▶ [Records shown]:

┄┄┄┄┄┄┄┄┄┄

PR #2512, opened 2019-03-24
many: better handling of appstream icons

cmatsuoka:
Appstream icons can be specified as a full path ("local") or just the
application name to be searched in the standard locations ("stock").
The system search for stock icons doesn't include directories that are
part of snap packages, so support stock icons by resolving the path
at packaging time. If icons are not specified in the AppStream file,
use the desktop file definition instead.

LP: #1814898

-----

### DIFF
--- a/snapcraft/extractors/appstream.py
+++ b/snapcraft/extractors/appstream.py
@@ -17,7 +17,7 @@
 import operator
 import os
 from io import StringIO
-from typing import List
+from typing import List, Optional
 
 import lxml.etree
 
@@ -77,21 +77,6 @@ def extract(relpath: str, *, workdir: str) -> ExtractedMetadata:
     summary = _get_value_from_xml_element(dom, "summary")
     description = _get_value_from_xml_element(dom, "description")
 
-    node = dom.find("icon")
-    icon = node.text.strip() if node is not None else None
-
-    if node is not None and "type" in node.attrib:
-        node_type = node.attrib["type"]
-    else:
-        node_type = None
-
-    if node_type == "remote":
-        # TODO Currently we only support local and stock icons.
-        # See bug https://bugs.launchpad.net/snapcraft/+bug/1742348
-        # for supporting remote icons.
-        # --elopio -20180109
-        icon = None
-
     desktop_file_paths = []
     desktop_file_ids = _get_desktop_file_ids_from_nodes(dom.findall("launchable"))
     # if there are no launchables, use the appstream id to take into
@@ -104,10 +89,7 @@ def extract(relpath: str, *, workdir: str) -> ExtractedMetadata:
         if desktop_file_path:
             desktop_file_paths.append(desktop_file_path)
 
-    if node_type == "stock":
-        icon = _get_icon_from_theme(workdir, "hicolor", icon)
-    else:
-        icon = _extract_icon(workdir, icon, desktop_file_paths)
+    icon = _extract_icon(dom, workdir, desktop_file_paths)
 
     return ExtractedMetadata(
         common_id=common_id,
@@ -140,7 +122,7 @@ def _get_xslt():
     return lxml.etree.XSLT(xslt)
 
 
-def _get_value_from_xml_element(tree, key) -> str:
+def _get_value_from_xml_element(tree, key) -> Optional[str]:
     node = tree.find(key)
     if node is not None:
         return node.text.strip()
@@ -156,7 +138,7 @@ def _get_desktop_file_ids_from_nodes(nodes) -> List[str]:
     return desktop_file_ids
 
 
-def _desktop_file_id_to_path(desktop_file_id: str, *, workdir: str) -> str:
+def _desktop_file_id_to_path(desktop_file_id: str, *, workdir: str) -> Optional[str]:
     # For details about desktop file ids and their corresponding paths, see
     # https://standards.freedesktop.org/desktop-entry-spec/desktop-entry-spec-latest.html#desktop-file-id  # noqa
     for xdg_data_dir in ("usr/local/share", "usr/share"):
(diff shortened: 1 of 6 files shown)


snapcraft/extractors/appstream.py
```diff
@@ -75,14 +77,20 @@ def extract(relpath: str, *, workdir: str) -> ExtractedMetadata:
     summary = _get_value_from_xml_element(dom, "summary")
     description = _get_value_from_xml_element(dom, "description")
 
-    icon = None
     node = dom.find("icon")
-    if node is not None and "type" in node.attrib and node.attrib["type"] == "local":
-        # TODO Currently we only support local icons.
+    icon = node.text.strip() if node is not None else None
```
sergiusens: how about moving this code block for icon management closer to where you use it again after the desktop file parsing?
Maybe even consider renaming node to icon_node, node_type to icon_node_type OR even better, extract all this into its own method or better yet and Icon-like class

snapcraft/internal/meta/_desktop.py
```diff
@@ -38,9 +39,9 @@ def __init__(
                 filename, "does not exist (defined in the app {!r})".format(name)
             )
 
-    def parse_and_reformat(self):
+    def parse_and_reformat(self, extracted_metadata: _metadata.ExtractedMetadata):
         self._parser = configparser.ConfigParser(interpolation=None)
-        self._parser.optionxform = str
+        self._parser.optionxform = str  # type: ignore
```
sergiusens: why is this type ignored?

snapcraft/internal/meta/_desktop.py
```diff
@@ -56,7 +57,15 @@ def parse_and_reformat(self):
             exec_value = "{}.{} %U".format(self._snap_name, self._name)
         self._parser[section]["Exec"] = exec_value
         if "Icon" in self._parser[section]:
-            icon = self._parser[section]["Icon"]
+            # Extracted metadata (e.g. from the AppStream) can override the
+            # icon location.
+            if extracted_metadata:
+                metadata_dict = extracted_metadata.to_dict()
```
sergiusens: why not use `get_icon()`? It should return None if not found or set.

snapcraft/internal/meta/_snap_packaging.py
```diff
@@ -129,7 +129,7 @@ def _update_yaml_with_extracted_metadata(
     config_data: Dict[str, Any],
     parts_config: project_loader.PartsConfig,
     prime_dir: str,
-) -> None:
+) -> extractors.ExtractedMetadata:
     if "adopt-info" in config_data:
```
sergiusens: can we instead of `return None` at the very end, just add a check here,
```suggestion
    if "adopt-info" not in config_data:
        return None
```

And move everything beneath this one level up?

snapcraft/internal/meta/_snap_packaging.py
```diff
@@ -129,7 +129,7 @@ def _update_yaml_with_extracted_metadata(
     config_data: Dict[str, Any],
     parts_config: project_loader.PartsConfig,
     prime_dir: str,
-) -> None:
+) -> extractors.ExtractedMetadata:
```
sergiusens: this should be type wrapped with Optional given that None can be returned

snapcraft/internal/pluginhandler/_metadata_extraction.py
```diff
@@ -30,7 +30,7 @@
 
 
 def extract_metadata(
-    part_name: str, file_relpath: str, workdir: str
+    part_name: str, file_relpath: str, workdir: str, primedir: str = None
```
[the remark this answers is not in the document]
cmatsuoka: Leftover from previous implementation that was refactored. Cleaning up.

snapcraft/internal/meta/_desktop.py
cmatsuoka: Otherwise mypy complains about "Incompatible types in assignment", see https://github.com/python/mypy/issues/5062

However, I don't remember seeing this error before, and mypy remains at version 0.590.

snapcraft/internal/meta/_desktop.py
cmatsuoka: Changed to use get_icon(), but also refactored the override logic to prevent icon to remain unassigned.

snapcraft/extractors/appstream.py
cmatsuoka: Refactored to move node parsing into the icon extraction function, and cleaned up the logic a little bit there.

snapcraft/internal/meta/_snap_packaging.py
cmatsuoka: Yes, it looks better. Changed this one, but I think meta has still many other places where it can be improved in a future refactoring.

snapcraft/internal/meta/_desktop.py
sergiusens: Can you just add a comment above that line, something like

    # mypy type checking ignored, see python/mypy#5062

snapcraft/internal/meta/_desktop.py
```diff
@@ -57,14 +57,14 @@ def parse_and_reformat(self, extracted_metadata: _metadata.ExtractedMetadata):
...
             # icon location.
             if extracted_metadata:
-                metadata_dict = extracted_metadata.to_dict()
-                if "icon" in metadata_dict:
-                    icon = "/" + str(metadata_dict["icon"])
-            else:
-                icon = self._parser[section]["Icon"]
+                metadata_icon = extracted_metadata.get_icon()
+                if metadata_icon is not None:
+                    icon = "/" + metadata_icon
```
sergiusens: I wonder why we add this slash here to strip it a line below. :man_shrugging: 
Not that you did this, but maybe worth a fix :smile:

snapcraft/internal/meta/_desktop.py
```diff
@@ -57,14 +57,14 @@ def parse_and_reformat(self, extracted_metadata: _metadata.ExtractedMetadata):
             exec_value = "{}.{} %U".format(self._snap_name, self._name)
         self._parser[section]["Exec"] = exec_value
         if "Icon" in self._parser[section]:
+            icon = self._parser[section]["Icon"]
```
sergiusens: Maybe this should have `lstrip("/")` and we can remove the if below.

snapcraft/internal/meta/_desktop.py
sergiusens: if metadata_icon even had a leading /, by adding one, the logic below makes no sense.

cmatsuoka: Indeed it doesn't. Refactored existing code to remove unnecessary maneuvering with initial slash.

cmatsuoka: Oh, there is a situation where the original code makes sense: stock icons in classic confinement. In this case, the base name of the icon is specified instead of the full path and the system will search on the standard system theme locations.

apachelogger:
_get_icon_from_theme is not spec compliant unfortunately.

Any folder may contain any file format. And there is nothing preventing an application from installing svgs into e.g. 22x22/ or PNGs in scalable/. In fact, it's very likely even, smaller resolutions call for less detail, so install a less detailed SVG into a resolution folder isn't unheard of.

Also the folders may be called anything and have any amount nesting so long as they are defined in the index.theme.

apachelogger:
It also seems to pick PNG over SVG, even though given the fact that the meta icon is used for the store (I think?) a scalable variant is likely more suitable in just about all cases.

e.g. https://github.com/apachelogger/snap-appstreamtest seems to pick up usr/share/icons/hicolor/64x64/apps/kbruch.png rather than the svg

┄┄┄┄┄┄┄┄┄┄

▶ [To do]: Count every line of the records that includes "specified", and give that number with no other words.

▶ [Exercise response]: 3